#ubuntu-us-ar 2011-03-22
<kwadroke> anyone here ever setup an IRC server before?
#ubuntu-us-ar 2011-03-23
<Ahmuck_> ping
<az7> wooo ubuntu chat night
<startrekker> yea!
<az7> wait.. we still have 20 minutes right?
<startrekker> it would appear we have 23 minutes
<Ahmuck_> :)
<az7> eh close enough
<kwadroke> lol
<az7> were you at fslan kwadroke?
<Ahmuck_> fslan?
<az7> Fort Smith LAN party
<kwadroke> yes
<az7> awesome
<az7> everybody like firefox4?
<startrekker> haven't tried it yet
<az7> pretty slick
<zillah> hello all
<startrekker> hi
<zillah> how's it going?
<startrekker> good
<kwadroke> going ok
<zillah> good, same here for the most part  :)
<zillah> i don't think doubleb will be around tonight i think he's on vacation
<az7> hey hey
<zillah> hey az
<Ahmuck_> tried ff4 on natty
<Ahmuck_> liked it there
<kwadroke> apparently it updated on my box with the PPA
<kwadroke> I was running 3.6.x along side
<startrekker> seems a lot like chrome
<az7> or opera
<zillah> anybody ever played with the Archos tablets?
<az7> i think i had a friend who installed xbmc on one.. thats about it
<zillah> i got one from circuitcity for $100 but it will only run cupcake  :(
<az7> le lame
<zillah> and i can't find a way to get any apps whatsoever
<zillah> the ebook reader does work, and video playback is good
<az7> that makes it somewhat usable?
<zillah> so for $100 not a loss reallly, but it would be cool to be able to get new software
<kwadroke> got it rooted?
<zillah> no, i'm ashamed to admit it, but i'm not sure how to go about it :P
<zillah> i haven't had time to google that yet
<kwadroke> once you get it rooted you can put an appstore and install programs
<zillah> yay, i'll have to do that  :)
<kwadroke> it won't be an official market place, but you should be able to get some apps for it
<zillah> cool, i wanna try that out
<kwadroke> anyone ever try to set up an IRC server before?

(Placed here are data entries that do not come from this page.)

PR #490, opened 2020-03-05
Run GroupGroupStore.After() and ItemItemStore.After() after applying DB migrations + optimize AttemptStore.ComputeAllAttempts()

zenovich:
We discovered that some groups_ancestors rows are missing after the initial DB migration. The issues was caused by the fact that the db-migrate command didn't run GroupGroupStore.createNewAncestors(). This PR fixes the db-migrate command so that it will execute GroupGroupStore.createNewAncestors().
Also, it appeared that insertion of missing attempts in AttemptStore.ComputeAllAttempts() worked too slow (took more than 5 hours) after groups_ancestors recalculation. The PR fixes this issue too.

### DIFF
--- a/cmd/db_migrate.go
+++ b/cmd/db_migrate.go
@@ -61,7 +61,8 @@ func init() { // nolint:gochecknoinits
 				_, err = db.Exec("ANALYZE TABLE `attempts`")
 				assertNoError(err, "Cannot execute ANALYZE TABLE")
 				err = database.NewDataStore(gormDB).InTransaction(func(store *database.DataStore) error {
-					assertNoError(store.Attempts().ComputeAllAttempts(), "Cannot compute attempts")
+					assertNoError(store.GroupGroups().After(), "Cannot compute groups_groups")
+					assertNoError(store.ItemItems().After(), "Cannot compute items_items")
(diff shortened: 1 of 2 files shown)


cmd/db_migrate.go
```diff
@@ -61,7 +61,8 @@ func init() { // nolint:gochecknoinits
 				_, err = db.Exec("ANALYZE TABLE `attempts`")
 				assertNoError(err, "Cannot execute ANALYZE TABLE")
 				err = database.NewDataStore(gormDB).InTransaction(func(store *database.DataStore) error {
-					assertNoError(store.Attempts().ComputeAllAttempts(), "Cannot compute attempts")
+					assertNoError(store.GroupGroups().After(), "Cannot compute groups_groups")
+					assertNoError(store.ItemItems().After(), "Cannot compute items_items")
```
smadbe: maybe you should add as comment that `Attempts().ComputeAllAttempts()`  is called by `ItemItems().After(),`

zenovich:
> 👍
> Could you add to the PR some explanation of the problem... that there was missing ancestors, then request taking 5hours, ...
> As there is not related "issues", it may be useful to understand in 1y why you did that change.

done

cmd/db_migrate.go
zenovich: done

<zillah> i have...a long time ago
<zillah> me and a couple other people actually had a small network up and running with a couple servers
<kwadroke> I've been fighting with ircd-hybrid and hybserv all day
<kwadroke> with qwebirc
<kwadroke> could not for the life of me get hybserv to connect to the server
<kwadroke> the documentation is non existant
<az7> sounds like a pain
<zillah> i think we ran hybrid too, but i can't remember, it's been so long
<kwadroke> yeah, there was one setting that made no sense that I though was just an example, but it had to be some strange setting
<kwadroke> trying to find some decent bots now
<zillah> eggdrop?
<kwadroke> had issues getting it to work
<zillah> i have a couple eggdrops in #neacug
<zillah> one is down at the moment though
<zillah> it's on a freebsd box at home that i powered off and forgot to turn back on
<zillah> the other runs on ubuntu server
<kwadroke> mine's on a ubuntu vps
<kwadroke> are they connected together or seperate?
<zillah> seperate at the moment
<zillah> one of these nights we will have time to network them together
<kwadroke> from reading you can have a hub that has multiple servers, like freenode
<zillah> yeah
<zillah> DoubleB!
<az7> what vacation?
<zillah> guess it didn't last long :P
<az7> get back to work
<kwadroke> apparently everyone went back to work with that statement :P
<DoubleB> heh
#ubuntu-us-ar 2012-03-21
<kwadroke> wass sappinin?
<kwadroke> chat night
<module000> if anyone in commuting-distance of little rock needs a linux job, there is a opening for senior sys admins at my work
#ubuntu-us-ar 2013-03-20
<TommyT> ⚗
<TommyT> ⚓
<TommyT> ☄ anybody here tonight?
<TommyT> ⚠
<az7_> woo chat night!
<TommyT> oops I was away from the ⌨ keyboard during the only "chat" tonight!
<TommyT> Good night one, Good night all! ☺
<az7_> night !
<TommyT> ✈